What you need to produce from the material below is an exact transcription of the lines from the one with "The JOSM preset" through the one with "this seems fine.", both included, and no other line.
--*--
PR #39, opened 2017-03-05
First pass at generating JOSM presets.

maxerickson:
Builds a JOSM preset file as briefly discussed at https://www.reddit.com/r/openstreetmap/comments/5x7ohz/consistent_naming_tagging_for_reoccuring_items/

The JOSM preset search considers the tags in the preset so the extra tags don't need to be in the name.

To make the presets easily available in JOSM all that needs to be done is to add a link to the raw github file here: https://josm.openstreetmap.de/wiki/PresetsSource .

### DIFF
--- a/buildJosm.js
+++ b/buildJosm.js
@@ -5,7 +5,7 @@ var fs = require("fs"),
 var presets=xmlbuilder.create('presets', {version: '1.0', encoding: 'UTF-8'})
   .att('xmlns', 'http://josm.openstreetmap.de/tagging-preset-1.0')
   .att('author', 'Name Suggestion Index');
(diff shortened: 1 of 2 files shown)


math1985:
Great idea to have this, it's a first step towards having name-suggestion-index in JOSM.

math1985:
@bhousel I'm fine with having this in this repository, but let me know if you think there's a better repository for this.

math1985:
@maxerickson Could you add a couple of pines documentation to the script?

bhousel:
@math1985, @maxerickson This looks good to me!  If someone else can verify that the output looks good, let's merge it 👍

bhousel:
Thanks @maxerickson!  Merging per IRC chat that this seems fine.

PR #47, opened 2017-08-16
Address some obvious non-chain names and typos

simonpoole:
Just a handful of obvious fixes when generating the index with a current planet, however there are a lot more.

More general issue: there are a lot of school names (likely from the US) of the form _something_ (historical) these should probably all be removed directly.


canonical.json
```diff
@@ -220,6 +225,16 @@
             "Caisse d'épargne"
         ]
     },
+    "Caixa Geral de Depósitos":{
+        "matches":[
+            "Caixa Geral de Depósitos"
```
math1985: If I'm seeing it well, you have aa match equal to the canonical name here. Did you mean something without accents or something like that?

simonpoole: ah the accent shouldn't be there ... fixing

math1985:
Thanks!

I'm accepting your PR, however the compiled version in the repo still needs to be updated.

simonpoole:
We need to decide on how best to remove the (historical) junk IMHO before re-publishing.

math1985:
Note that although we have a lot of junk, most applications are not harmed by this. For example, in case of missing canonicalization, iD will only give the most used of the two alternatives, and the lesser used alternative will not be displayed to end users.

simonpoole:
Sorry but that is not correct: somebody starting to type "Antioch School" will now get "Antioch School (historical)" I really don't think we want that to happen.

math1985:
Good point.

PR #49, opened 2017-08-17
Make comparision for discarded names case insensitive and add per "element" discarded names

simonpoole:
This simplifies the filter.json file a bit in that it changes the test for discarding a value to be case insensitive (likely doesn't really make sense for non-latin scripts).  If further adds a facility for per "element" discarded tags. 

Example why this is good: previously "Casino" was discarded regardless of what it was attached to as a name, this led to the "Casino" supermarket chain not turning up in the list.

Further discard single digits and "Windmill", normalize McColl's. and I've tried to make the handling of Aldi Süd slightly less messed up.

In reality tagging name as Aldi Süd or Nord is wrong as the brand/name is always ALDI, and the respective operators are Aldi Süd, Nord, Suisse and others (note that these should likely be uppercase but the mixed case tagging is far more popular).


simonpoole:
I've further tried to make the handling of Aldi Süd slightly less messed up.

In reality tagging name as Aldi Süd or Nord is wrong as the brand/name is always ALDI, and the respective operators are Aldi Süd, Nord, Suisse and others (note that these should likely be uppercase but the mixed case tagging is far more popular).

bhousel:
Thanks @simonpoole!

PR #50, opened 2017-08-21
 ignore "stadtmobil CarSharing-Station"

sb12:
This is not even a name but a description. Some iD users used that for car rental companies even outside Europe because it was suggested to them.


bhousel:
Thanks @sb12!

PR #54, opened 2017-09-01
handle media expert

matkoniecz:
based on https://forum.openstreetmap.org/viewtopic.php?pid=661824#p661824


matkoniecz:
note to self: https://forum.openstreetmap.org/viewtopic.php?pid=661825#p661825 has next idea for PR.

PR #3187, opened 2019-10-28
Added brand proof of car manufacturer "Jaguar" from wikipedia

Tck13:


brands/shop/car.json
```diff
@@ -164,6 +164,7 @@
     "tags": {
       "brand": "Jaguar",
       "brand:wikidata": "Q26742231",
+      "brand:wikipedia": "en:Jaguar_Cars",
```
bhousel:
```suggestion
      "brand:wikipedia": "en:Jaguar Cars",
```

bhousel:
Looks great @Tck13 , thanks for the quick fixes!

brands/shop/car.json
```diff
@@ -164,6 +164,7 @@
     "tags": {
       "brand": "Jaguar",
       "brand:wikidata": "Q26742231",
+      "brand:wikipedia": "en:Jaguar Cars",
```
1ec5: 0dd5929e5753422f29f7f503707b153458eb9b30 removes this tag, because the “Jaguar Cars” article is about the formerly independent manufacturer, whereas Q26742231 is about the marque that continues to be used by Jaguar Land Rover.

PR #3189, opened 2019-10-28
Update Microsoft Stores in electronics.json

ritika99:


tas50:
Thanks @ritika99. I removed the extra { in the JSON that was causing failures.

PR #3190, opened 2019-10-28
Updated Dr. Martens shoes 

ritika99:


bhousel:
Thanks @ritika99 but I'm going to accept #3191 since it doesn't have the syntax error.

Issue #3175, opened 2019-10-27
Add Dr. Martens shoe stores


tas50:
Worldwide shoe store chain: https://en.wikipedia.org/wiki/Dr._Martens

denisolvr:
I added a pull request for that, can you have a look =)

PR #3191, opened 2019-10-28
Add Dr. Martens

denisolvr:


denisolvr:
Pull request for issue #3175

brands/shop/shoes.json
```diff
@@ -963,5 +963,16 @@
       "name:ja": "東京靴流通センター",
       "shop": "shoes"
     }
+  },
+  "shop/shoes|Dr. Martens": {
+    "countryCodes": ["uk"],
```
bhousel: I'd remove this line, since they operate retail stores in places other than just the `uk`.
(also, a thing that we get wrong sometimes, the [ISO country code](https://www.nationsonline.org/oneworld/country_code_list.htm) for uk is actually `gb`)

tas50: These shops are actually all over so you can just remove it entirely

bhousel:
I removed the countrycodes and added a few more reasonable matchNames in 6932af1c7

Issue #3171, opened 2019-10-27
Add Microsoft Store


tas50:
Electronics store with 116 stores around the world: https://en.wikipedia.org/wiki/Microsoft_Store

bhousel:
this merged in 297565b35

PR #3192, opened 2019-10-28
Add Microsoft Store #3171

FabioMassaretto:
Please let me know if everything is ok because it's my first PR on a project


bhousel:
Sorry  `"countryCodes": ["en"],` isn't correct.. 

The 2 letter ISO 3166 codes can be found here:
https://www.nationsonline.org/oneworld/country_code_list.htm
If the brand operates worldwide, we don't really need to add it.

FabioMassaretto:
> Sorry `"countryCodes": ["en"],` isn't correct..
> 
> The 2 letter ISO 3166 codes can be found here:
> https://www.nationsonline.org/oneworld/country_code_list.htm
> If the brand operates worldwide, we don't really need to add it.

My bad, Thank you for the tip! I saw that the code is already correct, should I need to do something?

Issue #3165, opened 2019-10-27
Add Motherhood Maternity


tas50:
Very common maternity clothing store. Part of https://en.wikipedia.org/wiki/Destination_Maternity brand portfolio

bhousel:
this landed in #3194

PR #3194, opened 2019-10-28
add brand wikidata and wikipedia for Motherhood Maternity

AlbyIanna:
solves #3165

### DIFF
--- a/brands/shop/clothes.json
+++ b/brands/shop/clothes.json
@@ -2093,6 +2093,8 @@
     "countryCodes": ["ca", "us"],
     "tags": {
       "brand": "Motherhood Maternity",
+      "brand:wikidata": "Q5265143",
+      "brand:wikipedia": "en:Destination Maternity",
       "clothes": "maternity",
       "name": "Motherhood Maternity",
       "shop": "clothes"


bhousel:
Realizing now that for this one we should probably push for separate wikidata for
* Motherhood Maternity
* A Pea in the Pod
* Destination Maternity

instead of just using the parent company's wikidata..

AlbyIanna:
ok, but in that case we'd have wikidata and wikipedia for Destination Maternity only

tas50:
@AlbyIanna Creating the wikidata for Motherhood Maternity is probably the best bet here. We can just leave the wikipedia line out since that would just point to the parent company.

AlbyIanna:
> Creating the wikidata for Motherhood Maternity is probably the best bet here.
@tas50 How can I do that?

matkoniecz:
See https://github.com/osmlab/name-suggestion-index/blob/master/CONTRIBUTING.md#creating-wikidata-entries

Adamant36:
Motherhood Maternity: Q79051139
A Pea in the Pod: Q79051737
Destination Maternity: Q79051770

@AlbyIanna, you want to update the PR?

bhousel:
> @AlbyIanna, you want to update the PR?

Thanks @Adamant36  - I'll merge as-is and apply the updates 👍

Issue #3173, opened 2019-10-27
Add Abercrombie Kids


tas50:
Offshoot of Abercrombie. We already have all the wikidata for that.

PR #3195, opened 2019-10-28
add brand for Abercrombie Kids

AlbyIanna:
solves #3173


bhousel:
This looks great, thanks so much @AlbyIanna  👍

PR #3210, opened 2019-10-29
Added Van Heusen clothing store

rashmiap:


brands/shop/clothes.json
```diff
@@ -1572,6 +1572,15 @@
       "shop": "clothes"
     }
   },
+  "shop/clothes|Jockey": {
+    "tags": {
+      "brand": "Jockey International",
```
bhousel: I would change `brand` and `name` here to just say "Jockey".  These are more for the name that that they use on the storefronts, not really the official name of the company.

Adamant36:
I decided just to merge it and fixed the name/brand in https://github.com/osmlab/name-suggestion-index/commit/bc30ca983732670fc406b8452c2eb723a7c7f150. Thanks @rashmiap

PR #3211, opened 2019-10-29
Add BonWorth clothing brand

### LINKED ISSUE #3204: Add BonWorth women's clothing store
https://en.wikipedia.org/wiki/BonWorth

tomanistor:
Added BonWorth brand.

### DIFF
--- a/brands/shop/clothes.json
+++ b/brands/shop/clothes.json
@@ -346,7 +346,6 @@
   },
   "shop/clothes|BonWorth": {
--*--
- **Exercise output**:
The JOSM preset search considers the tags in the preset so the extra tags don't need to be in the name.

To make the presets easily available in JOSM all that needs to be done is to add a link to the raw github file here: https://josm.openstreetmap.de/wiki/PresetsSource .

### DIFF
--- a/buildJosm.js
+++ b/buildJosm.js
@@ -5,7 +5,7 @@ var fs = require("fs"),
 var presets=xmlbuilder.create('presets', {version: '1.0', encoding: 'UTF-8'})
   .att('xmlns', 'http://josm.openstreetmap.de/tagging-preset-1.0')
   .att('author', 'Name Suggestion Index');
(diff shortened: 1 of 2 files shown)


math1985:
Great idea to have this, it's a first step towards having name-suggestion-index in JOSM.

math1985:
@bhousel I'm fine with having this in this repository, but let me know if you think there's a better repository for this.

math1985:
@maxerickson Could you add a couple of pines documentation to the script?

bhousel:
@math1985, @maxerickson This looks good to me!  If someone else can verify that the output looks good, let's merge it 👍

bhousel:
Thanks @maxerickson!  Merging per IRC chat that this seems fine.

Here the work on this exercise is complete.